Article Text
Abstract
Background: Moderately preterm infants account for a large proportion of admissions and bed-days in neonatal units (NU). Management of these infants varies and determinants of length of stay are poorly studied.
Objective: To determine postmenstrual age at hospital discharge for moderately preterm infants and its relation to perinatal risk factors and to organization of care.
Methods: Population-based cohort including 2,388 infants, born in 2004-2005 with a gestational age (GA) of 30-34 weeks and admitted to 21 neonatal units (NU) reporting to the Swedish perinatal register. Main outcome: postmenstrual age (PMA) at hospital discharge to home.

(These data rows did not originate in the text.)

PR #252, opened 2020-01-20
Fix how multiline changesets of the same type are concatenated

Andarist:
I'd like to get a preliminary review of the approach I have used here. I will add a test case & changeset sometime later.

**Problem**

Multiline changesets were trimmed and `\n` was not inserted after them, so a next changeset that got appended to the result was appended at the end of the last line which messed up markdown listing etc.

### DIFF
--- a/packages/apply-release-plan/src/index.test.ts
+++ b/packages/apply-release-plan/src/index.test.ts
@@ -16,20 +16,18 @@ import applyReleasePlan from "./";
 class FakeReleasePlan {
   changesets: NewChangeset[];
   releases: ComprehensiveRelease[];
-  baseChangeset: NewChangeset;
-  baseRelease: ComprehensiveRelease;
   config: Config;
 
   constructor(
     changesets: NewChangeset[] = [],
     releases: ComprehensiveRelease[] = []
   ) {
-    this.baseChangeset = {
+    const baseChangeset: NewChangeset = {
       id: "quick-lions-devour",
       summary: "Hey, let's have fun with testing!",
       releases: [{ name: "pkg-a", type: "minor" }]
     };
-    this.baseRelease = {
+    const baseRelease: ComprehensiveRelease = {
       name: "pkg-a",
       type: "minor",
       oldVersion: "1.0.0",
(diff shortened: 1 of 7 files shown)


Noviny:
Approach looks good to me.

packages/apply-release-plan/src/index.test.ts
```diff
@@ -252,13 +252,58 @@ describe("apply release plan", () => {
...
+            null
+          ]
+        }
+      );
+
+      let readmePath = changedFiles.find(a => a.endsWith("pkg-a/CHANGELOG.md"));
+
+      if (!readmePath) throw new Error(`could not find an updated changelog`);
+      let readme = await fs.readFile(readmePath, "utf-8");
+      expect(readme.trim()).toEqual(
```
Andarist: `outdent` wasnt really helping here, because it has trimmed some leading whitespaces incorrectly as to our expected output

packages/apply-release-plan/src/index.test.ts
```diff
@@ -16,20 +16,18 @@ import applyReleasePlan from "./";
...
-  baseChangeset: NewChangeset;
-  baseRelease: ComprehensiveRelease;
   config: Config;
 
   constructor(
     changesets: NewChangeset[] = [],
     releases: ComprehensiveRelease[] = []
   ) {
-    this.baseChangeset = {
+    const baseChangeset: NewChangeset = {
```
Andarist: this change makes sense to me because those were not manipulated directly from the outside and while reading the code I was searching for those properties being used, so this simplifies the mental model for me - i wouldnt have to look through the file because i would immediately know that they are local variables and nothing more

packages/apply-release-plan/src/index.test.ts
```diff
@@ -146,17 +144,18 @@ describe("apply release plan", () => {
...
-        ...releasePlan.releases,
-        {
-          name: "pkg-b",
-          type: "major",
-          oldVersion: "1.0.0",
-          newVersion: "2.0.0",
-          changesets: []
-        }
-      ];
+      const releasePlan = new FakeReleasePlan(
```
Andarist: just using `FakeReleasePlan` API instead of post-construction manipulation

Andarist:
@Noviny cool, I've added changesets and a test, so it should be ready to merge :)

Results: Mean PMA at hospital discharge was 36.9 (1.7) weeks. High (≥35 years) maternal age, multiple birth, small for gestational age, respiratory distress syndrome, infection, hypoglycemia and hyperbilirubinemia were significantly associated with higher PMA at discharge, but could only explain 13% of the variation in PMA at discharge. Mean PMA at discharge differed up to 2 weeks between hospitals. Infants treated at NUs without fixed discharge criteria had 4.7 days lower PMA at discharge and infants receiving domiciliary care had 9.8 days lower PMA at discharge. Breastfed infants also had lower PMA at discharge (mean 2.7 days lower) than those not breastfed, partly explained by lower morbidity in the breastfed infants.
Conclusions: Perinatal risk factors have small overall impact on length of hospital stay in moderately preterm infants. Organization of care is likely an important factor. The number of bed-days differs significantly between centers, which may have effects on quality of care and health economy.